▶ [Your instructions]: Write every entry out again, unchanged.

▶ [Data section]:
PR #2694, opened 2021-08-04
chore: yarn deduplicate

dbchristopher:


ElliotTheHuman (approved):
Looks good 2 me.

lukelooker (changes requested):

▶ [Result of this exercise]:
PR #2694, opened 2021-08-04
chore: yarn deduplicate

dbchristopher:


ElliotTheHuman (approved):
Looks good 2 me.

lukelooker (changes requested):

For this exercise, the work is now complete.